The biggest fear for many people is taking their feet off the bottom when they have nothing to hold on to. One woman described it as a "fear of gaps" – like when you step from the platform to the train. Another said it was like the moment when you fall asleep and the feeling of falling jerks you awake. Letting go is the hardest part to teach because so much of it is in the mind. Many people are fine as long as they can hold my hands but, as soon as they try to let go, panic sets in and – even though I don't feel it myself – I can see that it is a real, deep-seated fear.

Teaching swimming has taught me so much about fear itself. Fear keeps us safe, but it also prevents us from moving forward. If you are frightened and try to hold on to the water, you can't swim. It is only by letting go and trusting that the water will hold you up that you can learn to swim. This is far more important than technique, but it takes time.

Occasionally I have an adult pupil who hasn't learned to swim simply because of circumstance. One woman I taught grew up in a war zone – there was no time for swimming. She was not afraid of the water, she had just never learned. She was swimming lengths of the pool easily after just a few lessons because she had no fear and the process was straightforward.
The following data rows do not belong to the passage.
PR #15046, opened 2023-10-26
refactor(protocol): split Evidence to Transition + TierProof

dantaik:
As you see, this is logically clearer.

### DIFF
--- a/packages/protocol/contracts/L1/TaikoData.sol
+++ b/packages/protocol/contracts/L1/TaikoData.sol
@@ -72,6 +72,11 @@ library TaikoData {
         uint256 fee;
     }
 
+    struct TierProof {
+        uint16 tier;
+        bytes proof;
+    }
+
     struct ProverAssignment {
         address prover;
         address feeToken;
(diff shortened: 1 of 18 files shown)


adaki2004 (approved):

davidtaikocha (approved):

packages/protocol/contracts/L1/TaikoData.sol
```diff
@@ -80,10 +85,12 @@ library TaikoData {
         bytes signature;
     }
 
+    struct BlockParams {
```
dantaik, line 88: Going forward we can put more parameter inside this struct without changing the proposeBlock's ABI

packages/protocol/contracts/L1/TaikoData.sol
```diff
@@ -92,29 +99,27 @@ library TaikoData {
...
+        bytes32 depositsHash; // slot 5
+        address coinbase; // L2 coinbase, // slot 6
         uint64 id;
         uint32 gasLimit;
-        uint64 timestamp; // slot 6
+        uint64 timestamp; // slot 7
         uint64 l1Height;
         uint16 minTier;
         bool blobUsed;
-        TaikoData.EthDeposit[] depositsProcessed; // slot 7
```
dantaik, line 102: Removal of deposits make the metadata smaller for proveBlock() to use, and it will also simplified the way we hash the metadata.

davidtaikocha (approved):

Sometimes lessons learned in the water seem to translate into real life. One man who was a total non-swimmer before he came to me told me that, once he conquered his fear of water and learned to swim, he found that he was no longer afraid of dogs.

Being with people and helping them to overcome fear that they may have had for their whole lives is a rewarding and humbling experience. For me, the water is a comforting and safe environment, but for many of the people I work with the water is a source of fear and panic. I am filled with admiration at their courage and determination. I feel privileged to watch as they set themselves free.